## Excerpted records
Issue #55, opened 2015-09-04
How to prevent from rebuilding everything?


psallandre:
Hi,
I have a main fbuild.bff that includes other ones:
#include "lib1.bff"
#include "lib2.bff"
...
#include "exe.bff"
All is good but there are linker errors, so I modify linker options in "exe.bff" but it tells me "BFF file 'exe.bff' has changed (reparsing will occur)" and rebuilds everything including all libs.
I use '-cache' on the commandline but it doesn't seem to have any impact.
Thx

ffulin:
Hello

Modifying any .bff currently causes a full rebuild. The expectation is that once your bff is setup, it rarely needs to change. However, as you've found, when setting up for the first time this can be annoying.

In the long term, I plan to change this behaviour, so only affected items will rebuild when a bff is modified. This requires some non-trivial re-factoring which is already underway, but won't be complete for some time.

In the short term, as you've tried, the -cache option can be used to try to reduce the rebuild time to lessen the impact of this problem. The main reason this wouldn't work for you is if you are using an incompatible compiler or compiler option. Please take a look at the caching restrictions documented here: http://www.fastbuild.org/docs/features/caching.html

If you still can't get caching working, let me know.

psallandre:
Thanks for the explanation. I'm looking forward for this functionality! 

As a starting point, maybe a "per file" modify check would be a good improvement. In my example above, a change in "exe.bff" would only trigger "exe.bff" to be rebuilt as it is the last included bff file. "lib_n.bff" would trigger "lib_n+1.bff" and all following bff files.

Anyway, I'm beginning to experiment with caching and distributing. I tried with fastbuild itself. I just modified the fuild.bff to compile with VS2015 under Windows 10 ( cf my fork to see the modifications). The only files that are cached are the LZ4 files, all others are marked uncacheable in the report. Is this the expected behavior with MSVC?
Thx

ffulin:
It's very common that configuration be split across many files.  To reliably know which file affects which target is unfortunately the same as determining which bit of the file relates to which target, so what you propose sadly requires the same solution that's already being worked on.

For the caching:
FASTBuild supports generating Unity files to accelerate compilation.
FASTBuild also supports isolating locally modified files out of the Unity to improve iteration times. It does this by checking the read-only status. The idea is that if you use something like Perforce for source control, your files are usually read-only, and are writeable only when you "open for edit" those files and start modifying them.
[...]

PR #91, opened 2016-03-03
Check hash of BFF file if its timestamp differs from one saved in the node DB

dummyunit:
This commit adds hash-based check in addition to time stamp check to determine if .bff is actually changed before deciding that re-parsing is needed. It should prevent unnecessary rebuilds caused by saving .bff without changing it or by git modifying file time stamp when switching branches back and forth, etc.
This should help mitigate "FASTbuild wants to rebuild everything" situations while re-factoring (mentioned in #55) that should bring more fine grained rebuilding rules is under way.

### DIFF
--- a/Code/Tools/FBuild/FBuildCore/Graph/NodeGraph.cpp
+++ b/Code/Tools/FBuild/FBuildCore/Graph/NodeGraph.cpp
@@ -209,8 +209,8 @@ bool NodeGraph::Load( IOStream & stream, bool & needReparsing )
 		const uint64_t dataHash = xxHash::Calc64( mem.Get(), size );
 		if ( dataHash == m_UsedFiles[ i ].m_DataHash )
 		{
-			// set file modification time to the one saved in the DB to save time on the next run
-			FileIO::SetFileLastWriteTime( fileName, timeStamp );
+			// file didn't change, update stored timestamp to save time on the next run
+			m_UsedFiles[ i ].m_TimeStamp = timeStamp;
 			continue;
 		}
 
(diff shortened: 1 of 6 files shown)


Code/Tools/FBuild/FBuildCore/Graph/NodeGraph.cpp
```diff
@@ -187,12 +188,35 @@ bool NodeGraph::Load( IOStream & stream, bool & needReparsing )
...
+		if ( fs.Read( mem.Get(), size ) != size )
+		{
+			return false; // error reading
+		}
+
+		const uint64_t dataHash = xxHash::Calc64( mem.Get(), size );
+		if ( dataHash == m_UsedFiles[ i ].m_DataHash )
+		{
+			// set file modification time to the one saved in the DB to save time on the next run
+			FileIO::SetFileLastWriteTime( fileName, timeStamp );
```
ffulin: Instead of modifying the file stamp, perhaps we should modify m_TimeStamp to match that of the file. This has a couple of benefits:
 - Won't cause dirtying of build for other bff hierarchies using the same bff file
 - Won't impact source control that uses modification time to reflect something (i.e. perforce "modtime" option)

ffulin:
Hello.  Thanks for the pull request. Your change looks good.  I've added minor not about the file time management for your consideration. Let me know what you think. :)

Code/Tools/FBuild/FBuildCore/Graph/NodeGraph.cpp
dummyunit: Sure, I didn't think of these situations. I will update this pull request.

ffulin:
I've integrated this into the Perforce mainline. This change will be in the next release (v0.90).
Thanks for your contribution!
==
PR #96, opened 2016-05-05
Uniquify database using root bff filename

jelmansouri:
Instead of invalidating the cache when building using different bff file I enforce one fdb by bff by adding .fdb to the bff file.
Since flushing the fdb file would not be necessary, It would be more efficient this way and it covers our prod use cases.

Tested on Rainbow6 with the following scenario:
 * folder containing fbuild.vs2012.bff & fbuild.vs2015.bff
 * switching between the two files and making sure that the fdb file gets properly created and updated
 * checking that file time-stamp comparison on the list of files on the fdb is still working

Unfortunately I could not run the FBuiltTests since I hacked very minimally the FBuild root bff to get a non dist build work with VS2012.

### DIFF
* * *
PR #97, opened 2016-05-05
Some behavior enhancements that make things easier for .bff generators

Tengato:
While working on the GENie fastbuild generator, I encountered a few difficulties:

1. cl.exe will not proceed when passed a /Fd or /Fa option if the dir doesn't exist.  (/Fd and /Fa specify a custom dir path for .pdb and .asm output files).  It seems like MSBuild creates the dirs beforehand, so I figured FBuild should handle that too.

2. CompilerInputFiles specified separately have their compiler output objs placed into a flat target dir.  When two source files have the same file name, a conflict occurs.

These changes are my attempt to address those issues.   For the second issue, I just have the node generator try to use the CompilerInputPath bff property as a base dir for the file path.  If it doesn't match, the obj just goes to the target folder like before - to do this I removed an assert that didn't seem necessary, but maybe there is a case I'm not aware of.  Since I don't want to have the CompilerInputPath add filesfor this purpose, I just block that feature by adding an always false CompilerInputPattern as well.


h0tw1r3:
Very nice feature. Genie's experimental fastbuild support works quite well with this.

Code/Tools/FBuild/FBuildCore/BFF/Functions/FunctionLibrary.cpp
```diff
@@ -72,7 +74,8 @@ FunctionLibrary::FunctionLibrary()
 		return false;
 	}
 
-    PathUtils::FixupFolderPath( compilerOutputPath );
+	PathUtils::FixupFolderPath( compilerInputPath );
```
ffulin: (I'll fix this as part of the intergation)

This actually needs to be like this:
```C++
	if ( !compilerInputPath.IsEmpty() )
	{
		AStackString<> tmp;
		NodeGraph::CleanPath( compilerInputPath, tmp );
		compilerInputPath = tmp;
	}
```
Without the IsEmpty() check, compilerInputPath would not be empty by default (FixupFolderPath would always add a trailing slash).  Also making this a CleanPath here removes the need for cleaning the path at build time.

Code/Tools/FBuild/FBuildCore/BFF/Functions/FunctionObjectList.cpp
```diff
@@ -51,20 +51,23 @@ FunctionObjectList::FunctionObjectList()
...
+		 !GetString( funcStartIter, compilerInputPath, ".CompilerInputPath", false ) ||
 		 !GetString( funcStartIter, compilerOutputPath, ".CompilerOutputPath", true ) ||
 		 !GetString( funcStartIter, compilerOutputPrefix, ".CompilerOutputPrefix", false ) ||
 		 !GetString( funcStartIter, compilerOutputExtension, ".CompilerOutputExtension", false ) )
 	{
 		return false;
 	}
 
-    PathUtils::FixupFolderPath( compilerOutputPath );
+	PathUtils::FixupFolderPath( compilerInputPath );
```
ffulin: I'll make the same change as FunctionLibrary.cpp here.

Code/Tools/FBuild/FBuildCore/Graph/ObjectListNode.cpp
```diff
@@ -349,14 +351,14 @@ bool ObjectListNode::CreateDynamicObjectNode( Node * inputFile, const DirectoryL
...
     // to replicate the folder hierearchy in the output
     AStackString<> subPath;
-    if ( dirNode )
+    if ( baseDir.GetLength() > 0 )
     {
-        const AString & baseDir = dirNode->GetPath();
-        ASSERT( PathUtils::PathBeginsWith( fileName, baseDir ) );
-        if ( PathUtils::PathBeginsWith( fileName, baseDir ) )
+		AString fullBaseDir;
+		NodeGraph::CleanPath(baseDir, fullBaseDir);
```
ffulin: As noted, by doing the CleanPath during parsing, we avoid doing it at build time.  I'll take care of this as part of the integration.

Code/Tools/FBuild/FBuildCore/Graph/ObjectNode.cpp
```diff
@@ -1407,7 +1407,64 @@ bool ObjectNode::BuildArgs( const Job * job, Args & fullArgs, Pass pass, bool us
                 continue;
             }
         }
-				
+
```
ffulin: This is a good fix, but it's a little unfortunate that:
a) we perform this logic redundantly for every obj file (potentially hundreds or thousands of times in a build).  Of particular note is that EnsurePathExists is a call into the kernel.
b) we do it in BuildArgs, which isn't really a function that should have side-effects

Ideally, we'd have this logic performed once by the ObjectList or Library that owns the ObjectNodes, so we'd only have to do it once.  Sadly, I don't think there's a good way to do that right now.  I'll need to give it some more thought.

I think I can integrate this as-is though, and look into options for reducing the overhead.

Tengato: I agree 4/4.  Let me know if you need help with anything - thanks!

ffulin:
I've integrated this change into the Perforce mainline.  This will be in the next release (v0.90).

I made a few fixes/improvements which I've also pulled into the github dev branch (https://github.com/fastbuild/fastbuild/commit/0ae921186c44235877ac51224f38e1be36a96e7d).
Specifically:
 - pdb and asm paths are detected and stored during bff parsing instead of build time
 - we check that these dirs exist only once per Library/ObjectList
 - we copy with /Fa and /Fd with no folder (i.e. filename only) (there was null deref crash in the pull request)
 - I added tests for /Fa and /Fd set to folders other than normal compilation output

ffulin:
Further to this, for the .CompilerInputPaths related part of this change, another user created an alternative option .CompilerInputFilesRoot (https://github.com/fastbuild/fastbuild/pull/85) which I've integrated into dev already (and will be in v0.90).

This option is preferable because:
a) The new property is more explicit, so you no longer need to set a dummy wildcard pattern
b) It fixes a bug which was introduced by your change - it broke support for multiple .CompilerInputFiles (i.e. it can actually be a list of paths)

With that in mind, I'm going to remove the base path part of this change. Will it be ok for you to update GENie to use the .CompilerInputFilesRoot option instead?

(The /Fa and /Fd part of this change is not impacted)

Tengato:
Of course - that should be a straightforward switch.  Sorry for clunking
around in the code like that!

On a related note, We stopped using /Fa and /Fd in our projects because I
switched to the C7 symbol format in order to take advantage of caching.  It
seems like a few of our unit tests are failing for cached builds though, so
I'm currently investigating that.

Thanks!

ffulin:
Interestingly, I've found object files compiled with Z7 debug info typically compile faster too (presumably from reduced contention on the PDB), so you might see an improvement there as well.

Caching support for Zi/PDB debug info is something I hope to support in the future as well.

## Directions
Please give an exact copy of the lines above, beginning with the line containing "Issue #55, opened 2015-09-04" and running through the line containing "In the long", and of no other lines.

## Solved exercise
Issue #55, opened 2015-09-04
How to prevent from rebuilding everything?


psallandre:
Hi,
I have a main fbuild.bff that includes other ones:
#include "lib1.bff"
#include "lib2.bff"
...
#include "exe.bff"
All is good but there are linker errors, so I modify linker options in "exe.bff" but it tells me "BFF file 'exe.bff' has changed (reparsing will occur)" and rebuilds everything including all libs.
I use '-cache' on the commandline but it doesn't seem to have any impact.
Thx

ffulin:
Hello

Modifying any .bff currently causes a full rebuild. The expectation is that once your bff is setup, it rarely needs to change. However, as you've found, when setting up for the first time this can be annoying.

In the long term, I plan to change this behaviour, so only affected items will rebuild when a bff is modified. This requires some non-trivial re-factoring which is already underway, but won't be complete for some time.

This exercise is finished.